We provide a reproducible and scalable Snakemake workflow, called
RNA-Seq-Pop, which provides end-to-end analysis of
RNA sequencing data sets. The workflow allows the user to perform quality control, perform differential expression analyses and call genomic variants. Additional options include the calculation of allele frequencies of variants of interest, summaries of genetic variation and population structure, and genome-wide selection scans, together with clear visualizations.
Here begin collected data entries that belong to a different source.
PR #555, opened 2021-06-04
Update LIT1917Mashaf.xml

thea-m:


1001-2000/LIT1917Mashaf.xml
```diff
@@ -6,6 +6,7 @@ type="application/xml" schematypens="http://purl.oclc.org/dsdl/schematron"?><TEI
          <titleStmt>
             <title xml:id="t1" xml:lang="gez">መጽሐፈ፡ አሥልጢ፡</title>
             <title corresp="#t1" type="normalized" xml:lang="gez">Maṣḥafa ʾaślǝṭi</title>
+             <title corresp="#t1" type="normalized" xml:lang="gez">Maṣḥafa ʾaśǝlṭi</title>
             <title corresp="#t1" xml:lang="en">Book of usefulness</title>
```
DariaElagina, line 10: Sorry, does the title appear then twice?

thea-m:
Probably. We could mark it up with a new ID and type="alt", but that also wouldn't be exacty correct...it's just about facilitating finding the work with whichever transliteration people search

DariaElagina:
ok, now I understand. Thank you!

DariaElagina (approved):

PR #586, opened 2021-07-20
Update LIT2051Nagara.xml

DariaElagina:


DenisNosnitsin1970 (approved):
I know this is unrelate; I just wonder where the title ገድለ፡ ማርያም፡ was picked up. It looks very unlikely here (my assumption that it refers to the Acts of another Mary).

DariaElagina:
The information on the title is derived from EAE, there are some manuscript attestations for that.

PR #593, opened 2021-08-07
Update LIT1750LahaMa.xml

MarcinKrawczuk:


1001-2000/LIT1750LahaMa.xml
```diff
@@ -31,8 +31,12 @@ type="application/xml" schematypens="http://purl.oclc.org/dsdl/schematron"?>
             </availability>
          </publicationStmt>
          <sourceDesc>
```
DariaElagina, line 33: Here as well: do not delete these statements.

DariaElagina (changes requested):

1001-2000/LIT1750LahaMa.xml
MarcinKrawczuk: OK, done.

DariaElagina (approved):

PR #602, opened 2021-08-25
Update LIT2388Taamme.xml

DenisNosnitsin1970:
A small Miracles of the Trinity series written out.

### DIFF
--- a/2001-3000/LIT2388Taamme.xml
+++ b/2001-3000/LIT2388Taamme.xml
@@ -45,8 +45,7 @@ type="application/xml" schematypens="http://purl.oclc.org/dsdl/schematron"?><TEI
          <langUsage><language ident="en">English</language><language ident="gez">Gǝʿǝz</language></langUsage>
          <abstract>
             <p>A general record for the Miracles of the Trinity, the first three miracles in honour of the <persName ref="PRS10775Trinity">Trinity</persName>
-            after <ref type="mss" corresp="IVorlov40"/>. The exact composition of and relations between various
-            collections of miracles dedicated to the Trinity have not been clarified yet.</p>
+            after <ref type="mss" corresp="IVorlov40"/>.</p>
          </abstract>
 
          <textClass>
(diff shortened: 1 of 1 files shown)


2001-3000/LIT2388Taamme.xml
```diff
@@ -55,22 +56,59 @@ type="application/xml" schematypens="http://purl.oclc.org/dsdl/schematron"?><TEI
...
+                                   </ab>
+                       </div>
+                                       </div>
+                                       </div>
+                      <div type="bibliography">
          <listRelation>
             <relation name="ecrm:P129_is_about" active="LIT2388Taamme" passive="PRS10775Trinity"/>
+            <relation name="dcterms:isPartOf" active="LIT2388Taamme" passive="LIT2286ZenaSellase"/>
+              <relation name="lawd:hasAttestation" active="LIT2388Taamme" passive="IVorlov40"/>
+              <relation name="dcterms:isPartOf" active="LIT2388Taamme" passive="LIT2282Trinity" cert="medium"/>
```
thea-m, line 109: the encoding is correct, but the cert="medium" information will not be rendered and not be seen by users. Maybe it could be useful to include this information also in paragraphic form in the abstract.

thea-m (changes requested):
demons in the beer!

2001-3000/LIT2388Taamme.xml
DenisNosnitsin1970: Why not in the beer? :) I tried, but on the whole the Miracles of Trinity collections are problematic, someone should write them out, sometime.

eu-genia: Dorothea means, you should add a "desc" element to the relation saying in words that it *might* be part (or not)

eu-genia (approved):

2001-3000/LIT2388Taamme.xml
DenisNosnitsin1970: Will this work out?

2001-3000/LIT2388Taamme.xml
```diff
@@ -109,7 +108,9 @@ type="application/xml" schematypens="http://purl.oclc.org/dsdl/schematron"?><TEI
             <relation name="dcterms:isPartOf" active="LIT2388Taamme" passive="LIT2286ZenaSellase"/>
               <relation name="lawd:hasAttestation" active="LIT2388Taamme" passive="IVorlov40"/>
               <relation name="dcterms:isPartOf" active="LIT2388Taamme" passive="LIT2282Trinity" cert="medium"/>
-         </listRelation>
+                       </listRelation>
+                       <desc>The exact composition of and relations between various collections of miracles dedicated
+                         to the Trinity have not been clarified yet.</desc>
```
eu-genia, line 113: not outside the relation though. abstract addition was fine too.

thea-m (approved):

2001-3000/LIT2388Taamme.xml
DenisNosnitsin1970: thanks!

RNA-Seq-Pop is applicable to any organism, and we demonstrate the utility of the workflow by investigating
pyrethroid resistance in selected strains of the major
malaria mosquito, Anopheles gambiae. The workflow provides additional modules specifically for An. gambiae, including estimating recent ancestry and determining the karyotype of common
chromosomal inversions. The Busia laboratory colony used for selections was collected in Busia, Uganda, in November 2018. We performed a comparative analysis of three groups: a parental G24 Busia strain; its
deltamethrin-selected G28 offspring; and the susceptible reference strain Kisumu. Measures of genetic diversity reveal patterns consistent with that of laboratory colonization and selection, with the parental Busia strain exhibiting the highest
nucleotide diversity, followed by the selected Busia offspring, and finally, Kisumu. Differential expression and variant analyses reveal that the selected Busia colony exhibits a number of distinct mechanisms of
pyrethroid resistance, including the Vgsc-995S target-site mutation, upregulation of SAP genes, P450s and a cluster of
carboxylesterases. During
deltamethrin selections, the 2La
chromosomal inversion rose in frequency (from 33% to 86%), supporting a previous link with
pyrethroid resistance.
RNA-Seq-Pop is hosted at: github.com/sanjaynagi/
rna-seq-pop. We anticipate that the workflow will provide a useful tool to facilitate reproducible, transcriptomic studies in An. gambiae and other taxa.